▶ _YOUR GOAL_: The data follows. Retype every entry exactly.

▶ _PROVIDED INFORMATION_:
PR #3191, opened 2021-10-15
Add preview header with links/permissions info

### LINKED ISSUE #3177: view-only Permissions in Preview
View-only permissions in preview. If the 'editable by' list is very long, add an ellipsis which user can click to see full list.
image

peetucket:
## Why was this change made?

Fixes #3177 - add a header to the preview that uses the URL, label, and permissions info, which is collapsible if there are many editable groups.

Click the three dots to expand, which then shows the entire list and hides the three dots.  See example below:

Screen Shot 2021-10-15 at 9 57 05 AM

Screen Shot 2021-10-15 at 9 57 12 AM


src/components/editor/ResourceComponent.jsx
```diff
@@ -51,7 +51,7 @@ const ResourceComponent = () => {
           <CopyToNewMessage />
           <div className="row">
             <div className="col-md-11">
-              <ResourceURIMessage />
+              <ResourceURIMessage resourceKey={resourceKey} />
             </div>
```
peetucket, line 55: this component was edited to take this parameter so it can be re-used by the new preview header component I created

src/components/editor/preview/ResourcePreviewHeader.jsx
```diff
@@ -0,0 +1,52 @@
...
+      </div>
+    </React.Fragment>
+  )
+}
+
+ResourcePreviewHeader.propTypes = {
+  resource: PropTypes.object.isRequired,
+}
+
+export default ResourcePreviewHeader
```
peetucket, line 52: the new header component with collapsible edit groups

PR #3465, opened 2021-12-15
Add subclasses to RDF for nested resources.

### LINKED ISSUE #3463: Ability to choose subclasses not reflected in the rdf for a contribution template
**Describe the bug**
Not sure if this is a bug or intentional. I created a template in dev (stanford:bf2:Contribution:Collapsed) to see if I could simply list the subclasses of agent rather than have an individual nested resource for each. While I can create the list, it is not reflected in the rdf when I select a subclass by clicking on the checkbox. I tried this both within a larger template (stanford:bf2:Monograph:Work) and on its own.

- What is the impact on your work? 
I'm looking for a way to keep the subclasses in a particular order, which I can't do with the nested templates. But mainly, it seems logical if you can do it with a work template & an instance template, it should work with a contribution template.
- What environment are you in? This is in dev
- What OS and browser are you using? Windows Firefox
stanford:bf2:Monograph:Work
stanford:bf2:Contribution:Collapsed
image
image

justinlittman:
closes #3463

## Why was this change made?
Bug

### DIFF
--- a/src/components/search/Search.jsx
+++ b/src/components/search/Search.jsx
@@ -20,6 +20,7 @@ import AlertsContextProvider from "components/alerts/AlertsContextProvider"
 import ContextAlert from "components/alerts/ContextAlert"
 import { searchErrorKey } from "utilities/errorKeyFactory"
 import TemplateGuessSearchResults from "./TemplateGuessSearchResults"
+import PreviewModal from "../editor/preview/PreviewModal"
 
 const Search = (props) => {
   const { fetchSearchResults } = useSearch()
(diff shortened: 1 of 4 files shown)


src/components/search/Search.jsx
```diff
@@ -44,6 +45,7 @@ const Search = (props) => {
       <div id="search">
         <Header triggerEditorMenu={props.triggerHandleOffsetMenu} />
         <ContextAlert />
+        <PreviewModal />
```
justinlittman, line 48: I realized this was in the wrong place -- it needed to be higher in the component hierarchy.

jcoyne (approved):

PR #3567, opened 2022-07-25
No longer suppress labels for chooseable properties.

### LINKED ISSUE #3552: Provide customizable label creation for chooseable property lists
We now have the ability for catalogers to choose a property through a dropdown menu (which we love!). However, the template only allows you to provide a URI for the property, not a label. This is a major drawback. Generally, we don't want to force catalogers to read and interpret URIs as they catalog. Also, in many cases the URI is not human-readable (example follows) or we want to provide a label that conforms with the cataloging standard rather than BIBFRAME.
**Give an example**
A screenshot below shows what it looks like now. Having it with the format "Label (URI in parentheses)" would be good.
Examples of what we like it to look like:

- Date cataloged (http://id.loc.gov/ontologies/bibframe/creationDate)
- Abridgement of (http://rdaregistry.info/Elements/u/P60359)

**Describe alternatives you've considered**
image

justinlittman:
closes #3552

## Why was this change made?
Per @NancyL 

Local

### DIFF
--- a/static/templates/rt_property_template_doc.json
+++ b/static/templates/rt_property_template_doc.json
@@ -267,20 +267,6 @@
       {
         "@id": "http://sinopia.io/vocabulary/propertyType/uri"
       }
-    ],
-    "http://sinopia.io/vocabulary/hasUriAttributes": [
-      {
-        "@id": "_:b27"
-      }
-    ]
-  },
-  {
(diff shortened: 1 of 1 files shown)


justinlittman:
image

jermnelson (approved):

PR #3650, opened 2023-02-13
Update specialcharacters.json

NancyL:
## Why was this change made?
Addition of sound recording (phonogram) copyright date ℗to Symbols beside the regular copyright date. This is necessary for cataloging sound recordings
Character take from Unicode character table


justinlittman (approved):
Thanks @NancyL!

PR #3769, opened 2023-12-08
Add scroll to top button to editor.

### LINKED ISSUE #3763: retain position after saving
Users request the ability to retain their position within a template after saving.

**Give an example**
The close/save menu bar is frozen which is very helpful for saving while working no matter where one is located within a template. When the cataloger saves their work, the cursor and page returns to the top of the template. If the cataloger is saving while they work through a template, they need to scroll down to continue working each time they utilize save.

**Describe alternatives you've considered**
_A clear and concise description of any alternative solutions or features you've considered._
At the current moment, catalogers move back to where they want to work after saving returns them to the top of the template. As an alternative, enabling templates to periodically auto-save would eliminate the need for a default position after saving.

justinlittman:
closes #3763

Note that this was added to the sticky header instead of the bottom of the page.

## Why was this change made?
Editor joy.

image

### DIFF
--- a/src/components/editor/ResourceComponent.jsx
+++ b/src/components/editor/ResourceComponent.jsx
@@ -18,6 +18,7 @@ import SaveAndPublishButton from "./actions/SaveAndPublishButton"
 import CopyToNewButton from "./actions/CopyToNewButton"
 import PreviewButton from "./actions/PreviewButton"
 import ResourceTitle from "./ResourceTitle"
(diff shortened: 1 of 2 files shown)


jermnelson (approved):

jermnelson:
Approved, not sure why the codeclimate/diff-coverage declined so much but feel free to merge if ignorable.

▶ _TASK RESULT_:
PR #3191, opened 2021-10-15
Add preview header with links/permissions info

### LINKED ISSUE #3177: view-only Permissions in Preview
View-only permissions in preview. If the 'editable by' list is very long, add an ellipsis which user can click to see full list.
image

peetucket:
## Why was this change made?

Fixes #3177 - add a header to the preview that uses the URL, label, and permissions info, which is collapsible if there are many editable groups.

Click the three dots to expand, which then shows the entire list and hides the three dots.  See example below:

Screen Shot 2021-10-15 at 9 57 05 AM

Screen Shot 2021-10-15 at 9 57 12 AM


src/components/editor/ResourceComponent.jsx
```diff
@@ -51,7 +51,7 @@ const ResourceComponent = () => {
           <CopyToNewMessage />
           <div className="row">
             <div className="col-md-11">
-              <ResourceURIMessage />
+              <ResourceURIMessage resourceKey={resourceKey} />
             </div>
```
peetucket, line 55: this component was edited to take this parameter so it can be re-used by the new preview header component I created

src/components/editor/preview/ResourcePreviewHeader.jsx
```diff
@@ -0,0 +1,52 @@
...
+      </div>
+    </React.Fragment>
+  )
+}
+
+ResourcePreviewHeader.propTypes = {
+  resource: PropTypes.object.isRequired,
+}
+
+export default ResourcePreviewHeader
```
peetucket, line 52: the new header component with collapsible edit groups

PR #3465, opened 2021-12-15
Add subclasses to RDF for nested resources.

### LINKED ISSUE #3463: Ability to choose subclasses not reflected in the rdf for a contribution template
**Describe the bug**
Not sure if this is a bug or intentional. I created a template in dev (stanford:bf2:Contribution:Collapsed) to see if I could simply list the subclasses of agent rather than have an individual nested resource for each. While I can create the list, it is not reflected in the rdf when I select a subclass by clicking on the checkbox. I tried this both within a larger template (stanford:bf2:Monograph:Work) and on its own.

- What is the impact on your work? 
I'm looking for a way to keep the subclasses in a particular order, which I can't do with the nested templates. But mainly, it seems logical if you can do it with a work template & an instance template, it should work with a contribution template.
- What environment are you in? This is in dev
- What OS and browser are you using? Windows Firefox
stanford:bf2:Monograph:Work
stanford:bf2:Contribution:Collapsed
image
image

justinlittman:
closes #3463

## Why was this change made?
Bug

### DIFF
--- a/src/components/search/Search.jsx
+++ b/src/components/search/Search.jsx
@@ -20,6 +20,7 @@ import AlertsContextProvider from "components/alerts/AlertsContextProvider"
 import ContextAlert from "components/alerts/ContextAlert"
 import { searchErrorKey } from "utilities/errorKeyFactory"
 import TemplateGuessSearchResults from "./TemplateGuessSearchResults"
+import PreviewModal from "../editor/preview/PreviewModal"
 
 const Search = (props) => {
   const { fetchSearchResults } = useSearch()
(diff shortened: 1 of 4 files shown)


src/components/search/Search.jsx
```diff
@@ -44,6 +45,7 @@ const Search = (props) => {
       <div id="search">
         <Header triggerEditorMenu={props.triggerHandleOffsetMenu} />
         <ContextAlert />
+        <PreviewModal />
```
justinlittman, line 48: I realized this was in the wrong place -- it needed to be higher in the component hierarchy.

jcoyne (approved):

PR #3567, opened 2022-07-25
No longer suppress labels for chooseable properties.

### LINKED ISSUE #3552: Provide customizable label creation for chooseable property lists
We now have the ability for catalogers to choose a property through a dropdown menu (which we love!). However, the template only allows you to provide a URI for the property, not a label. This is a major drawback. Generally, we don't want to force catalogers to read and interpret URIs as they catalog. Also, in many cases the URI is not human-readable (example follows) or we want to provide a label that conforms with the cataloging standard rather than BIBFRAME.
**Give an example**
A screenshot below shows what it looks like now. Having it with the format "Label (URI in parentheses)" would be good.
Examples of what we like it to look like:

- Date cataloged (http://id.loc.gov/ontologies/bibframe/creationDate)
- Abridgement of (http://rdaregistry.info/Elements/u/P60359)

**Describe alternatives you've considered**
image

justinlittman:
closes #3552

## Why was this change made?
Per @NancyL 

Local

### DIFF
--- a/static/templates/rt_property_template_doc.json
+++ b/static/templates/rt_property_template_doc.json
@@ -267,20 +267,6 @@
       {
         "@id": "http://sinopia.io/vocabulary/propertyType/uri"
       }
-    ],
-    "http://sinopia.io/vocabulary/hasUriAttributes": [
-      {
-        "@id": "_:b27"
-      }
-    ]
-  },
-  {
(diff shortened: 1 of 1 files shown)


justinlittman:
image

jermnelson (approved):

PR #3650, opened 2023-02-13
Update specialcharacters.json

NancyL:
## Why was this change made?
Addition of sound recording (phonogram) copyright date ℗to Symbols beside the regular copyright date. This is necessary for cataloging sound recordings
Character take from Unicode character table


justinlittman (approved):
Thanks @NancyL!

PR #3769, opened 2023-12-08
Add scroll to top button to editor.

### LINKED ISSUE #3763: retain position after saving
Users request the ability to retain their position within a template after saving.

**Give an example**
The close/save menu bar is frozen which is very helpful for saving while working no matter where one is located within a template. When the cataloger saves their work, the cursor and page returns to the top of the template. If the cataloger is saving while they work through a template, they need to scroll down to continue working each time they utilize save.

**Describe alternatives you've considered**
_A clear and concise description of any alternative solutions or features you've considered._
At the current moment, catalogers move back to where they want to work after saving returns them to the top of the template. As an alternative, enabling templates to periodically auto-save would eliminate the need for a default position after saving.

justinlittman:
closes #3763

Note that this was added to the sticky header instead of the bottom of the page.

## Why was this change made?
Editor joy.

image

### DIFF
--- a/src/components/editor/ResourceComponent.jsx
+++ b/src/components/editor/ResourceComponent.jsx
@@ -18,6 +18,7 @@ import SaveAndPublishButton from "./actions/SaveAndPublishButton"
 import CopyToNewButton from "./actions/CopyToNewButton"
 import PreviewButton from "./actions/PreviewButton"
 import ResourceTitle from "./ResourceTitle"
(diff shortened: 1 of 2 files shown)


jermnelson (approved):

jermnelson:
Approved, not sure why the codeclimate/diff-coverage declined so much but feel free to merge if ignorable.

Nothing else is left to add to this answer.